The 13-page extract, printed here about the time that "Rolling Stone" began publishing excerpts from Fear and Loathing, describes how Acosta, drifting through the Western United States, ran into Thompson in an Aspen bar and began a drunken, drug-addled debauch: "During the following week, into the new year, I remained constantly and consistently drunk and stoned to the point that it is now impossible to recall any of the events," but that didn't stop Acosta from writing about his experiences.

At one point, he and Thompson took up arms: "We dropped more acid and decided to get serious... We went to his house, got a teargas bomb and a six foot bow with steel arrows. We returned to town, went to the Daisy Duck and dared anyone to fuck with us, carefully placing the bomb and bow in front of us."

Con Safos, a Chicano and literary magazine, lasted eight issues.
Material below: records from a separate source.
PR #655, opened 2023-03-17
test(cardano-services): improve CLI test - assertion and logging

rhyslbw:
# Context
The CLI test is producing hard to debug failures in CI. There's a fragile assertion that swallows the underlying failure, and we're blind to the child process failures since their output is not logged.

# Proposed Solution
- Improve assertion to better reveal failure
- Add a configurable logger to the CLI tests

Not in scope is a way to dynamically set the logger level, so for now, if needing to debug, we can just update the min level in the code. Ideally we should be able to choose this at runtime, or use some other indicator such as commit message content to set it in the workflow.


iccicci (approved):
GJ!

mkazlauskas (approved):
Nice work! :rocket:

iadmytro (approved):

PR #656, opened 2023-03-17
yarn test flakiness

iccicci:
# Context

`yarn workspace @cardano-sdk/cardano-services test` suffers some flakiness.

# Proposed solution

Handling the output chunks should resolve one source of flakiness.

- The change to `jest-setup.ts` does not actually addresses the other source of flakiness, but at least makes the not yet identified error to immediately throw rather than making the test hanging silently. Hopefully this can give us some more info to address the root cause.
- Fixed 4 occurrences of the typo `--service_names` instead of `--service-names`
- `dataMatchOnError` is now required to be sure the got error is the expected one.


mkazlauskas (approved):
Great work!

rhyslbw (approved):
Great work @iccicci @and @IvayloAndonov :muscle:

PR #870, opened 2023-08-16
ci: call std as release process only for specific release prefix

blaggacao:
# Context

The current setup triggers multiple STD pipelines, one for _each_ release tag.
But we only need the pipeline to run once for `cardano-sdk/cardano-services`.

# Proposed Solution

- Make it a call workflow
- Call it form a release workflow
  - Which is in turn able to filter on a broader spectrum of the available event data.

# Testing
- create a new release after merge (?)

ref: LW-8058

### DIFF
--- a/.github/std-unexploded.yml
+++ b/.github/std-unexploded.yml
@@ -3,6 +3,7 @@ name: STD
 
 on:
   workflow_dispatch:
+  workflow_call:
 
   pull_request:
     branches:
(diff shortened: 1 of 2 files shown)


rhyslbw (approved):
Nice!

blaggacao:
I can't really tell if it works until the next release.

However, in order to not generate undue and confusing diffs with concurrent improvements to the CD, I'm merging this now untested.

blaggacao:
Shoot I got distracted and missed a force push didn't succeed. Fixup: https://github.com/input-output-hk/cardano-js-sdk/pull/879

PR #871, opened 2023-08-17
fix(wallet): address key statuses are now updated properly when changes are detected

AngelCastilloB:
# Context

The reward accounts key statuses were not being updated consistently in the browser environment. The transaction history was being updated, and the parsing logic was detecting correctly the new key status, however, these status were not being emitted.

# Proposed Solution

addressKeyStatuses observable now uses deepEquals instead of shallowEquals


mirceahasegan (commented):
Great work @AngelCastilloB ! 🚀

mirceahasegan (approved):

PR #872, opened 2023-08-17
Feat: OpenAPI version in URL path

rhyslbw:
# Context
API-breaking changes will be a challenge to manage without introducing a version scheme in the URL. Since we're building the client in the same scope as the server, it's possible to abstract the versioning concerns within.

# Proposed Solution
- Include the OpenAPI version within the URL scheme 
- Embed the expected version within the client HTTP requests by reading the version from a file generated at build time
- The tests could use refactoring, as clearly there's some repetition evidenced by the number of changes this PR contains, but I've left that out of scope.

While completing this task I found the service level OpenAPI docs were missing the health check paths. I've fixed this in a preliminary commit.


iccicci (changes requested):
Great work!

Just some minor suggestions to remove some more code repetitions

packages/cardano-services/src/Http/schema.json
```diff
@@ -0,0 +1,64 @@
+{
```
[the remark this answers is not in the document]
iccicci: Thinking about this point a bit more: this can be helpful only if we plan to support multiple API versions with one `provider-server`; if, on the other hand, our target is to support only a single API version with one `provider-server` and handling versions at routing level, this proposal looses its value.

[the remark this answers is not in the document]
rhyslbw: Thanks for the prompt, and yes you're right, for now we'll just be supporting one version.

packages/cardano-services/src/Http/paths.json
```diff
@@ -0,0 +1,36 @@
+{
+  "Health": {
+    "post": {
```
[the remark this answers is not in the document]
iccicci: I had to revert this.

Even if this is accepted at api spec compile time, it seems it is not working correctly when validating responses...
Simply reverting this change fixed lots of tests.

packages/cardano-services/src/Http/HttpServer.ts
```diff
@@ -103,11 +109,11 @@ export class HttpServer extends RunnableModule {
       };
 
     this.app.use(
-      '/health',
+      path.join(versionPath, 'health'),
```
mkazlauskas, line 112: Maybe instead of duplicating `path.join(versionPath, ...)` everywhere we can do sth like `this.app = express().use(versionPath)` and then mount (use) all subpaths on that.

packages/cardano-services-client/scripts/createVersionSource.js
```diff
@@ -1,10 +1,27 @@
 const fs = require('fs');
 const path = require('path');
 
-const openApiSpec = require('../../cardano-services/src/Http/openApi.json');
+const cardanoServicesSrc = path.join('..', '..', 'cardano-services', 'src');
+
+const apiVersion = Object.fromEntries(
+  Object.entries({
+    assetInfo: 'Asset',
+    chainHistory: 'ChainHistory',
```
mkazlauskas, line 9: I'm wondering if we could walk through fs and find all `(.+)HttpService` alongside openApi.json in the same dir. Then we wouldn't need to maintain this file separately and rely on convention.

mkazlauskas (changes requested):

In addition to the long Acosta piece, this issue includes an essay by Rubén Salazar that had run in the Los Angeles Times, translations of poems by Sor Juana de la Cruz, an essay on Chicano art by Gilberto Sanchez Luján, and other writings and artwork.

64 pages. 8-1/4 by 10-1/2 inches.

Edition + Condition: A near fine copy.

Publication: Los Angeles: Con Safos Literary Group, 1971.